Other musings for this parasha:

Rosh Hashanah 5770-The Dualities of Life II
Rosh Hashanah 5764-Inscriptions
Rosh Hashanah 5763-The Dualities of Life

Ha'azinu 5776 - Still Not Trifling
Ha'azinu-Shabbat Shuvah 5775 - Who's Got the Last Laugh Now
Ha'azinu/Shabbat Shuvah 5774 - 5774: A Torah Odyssey
Ha'azinu 5772 - An Insincere Hymn?
Ha'azinu/Shabbat Shuvah 5570-Pur Prayers Aren't Bull
Haazinu 5766-Trifles (Updated from 5762)
Haazinu 5765/5763-How would It Look If...
Haazinu 5764-More Bull From Our Lips
Haazinu 5762--Trifles
Haazinu 5760-Bull from Our Lips

Friday, September 15, 2017

Random Musing Before Shabbat–Nitzavim-Vayelekh 5777–Witness For

It is hard to imagine that over a dozen years have passed since the tragedies of Hurricane Katrina and Rita, and 16 years since 9/11. Surely it can be no coincidence that here, a decade later, parashat Nitzavim-Vayelech once again falls on the heels of a pair of devastating hurricanes, Harvey and Irma. Once again, I find my theology evolving, changing, adapting. Ten years ago, I wrote about my evolving theology by sharing two previous musings – one written before 9/11, one written just after 9/11, and a few additional words added  in 2005. Last time, I put them in reverse chronological order. This time, I’ll do the opposite –putting them in chronological order,adding some thoughts from this year at the end.  Along the way, you’ll not only see the changes, evolution, and cycles in my philosophies and theologies, you’ll also notice the progression in how I choose to write the word G”d.

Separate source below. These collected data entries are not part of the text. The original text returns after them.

PR #754, opened 2019-08-06
Fix: Duplicate results when searching patients by phone number

vinaysshenoy:
https://www.pivotaltracker.com/story/show/167702689

### DIFF
--- a/CHANGELOG.md
+++ b/CHANGELOG.md
@@ -1,6 +1,8 @@
 # CHANGELOG
 
 ## Next Release
+### Fixes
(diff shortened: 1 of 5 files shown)


vinaysshenoy:
> As we need the first row from the sorted list for each group, can you also try out the technique used in `org.simple.clinic.patient.RecentPatient.RoomDao.RECENT_PATIENT_QUERY` where we use `SELECT MAX()` along with `GROUP BY` to get the latest record from each group. In case there are nullable fields, we'll also have to wrap those fields with `IFNULL` just like in recent patient query.

This worked out well. Changing the fix, thanks!

PR #756, opened 2019-08-08
Create an IntelliJ Plugin to generate UUIDs

ragunathjawahar:


ragunathjawahar:
@vinaysshenoy added instructions for building the plugin and also replaced the live templates file.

Random Musings Before Shabbat - Vayelech 5759 God's Sabbatical

Now that I'm a student at a theological school, critical analysis of biblical text is almost automatic. God said to Moshe that he would soon "lie with his ancestors" and that the people of Israel would go astray amidst the alien gods of the land they were about to enter. Knowing what comes later in the story, one can easily conclude that these words were written after the fact, which of course is problematic for some who view Torah as mi-Sinai. (I personally have little trouble with reconciling critical analysis of the text with religious faith - in my faith view, divine revelation and human effort coexist peacefully.)

In the narrow and historical view, we know the "land you are about to enter." But in reading this text, I began to think in broader terms, longer timespans.

God is dead. God has forsaken us. How could God let the Shoah happen? Views that get a lot of attention these days.

What if we are still in those times that God was referring to. Times when we fall prey to belief in alien gods (like money, computers, vanity, television, etc.). Times when we forsake God and break God's commandments.

Times when we break our covenant with God.

During such times, God tells us, God will flare up angrily, and hide from us. (So, it seems God, too, uses the "silent treatment" when displeased.

Boy, I hate that from anyone. I'd rather just have a nice, good old confrontation and have it over with than deal with the silent treatment


In God's words one can just as easily see a description of the times we live in, and many other times in our history. Maybe, from the time we crossed over into Canaan, we really have been living amidst alien gods and forsaking the covenant our ancestors made with God.

Was there ever a better reason for t'shuvah, for a return to God's ways, and a renewing of the covenant? It's time to bring God back from sabbatical.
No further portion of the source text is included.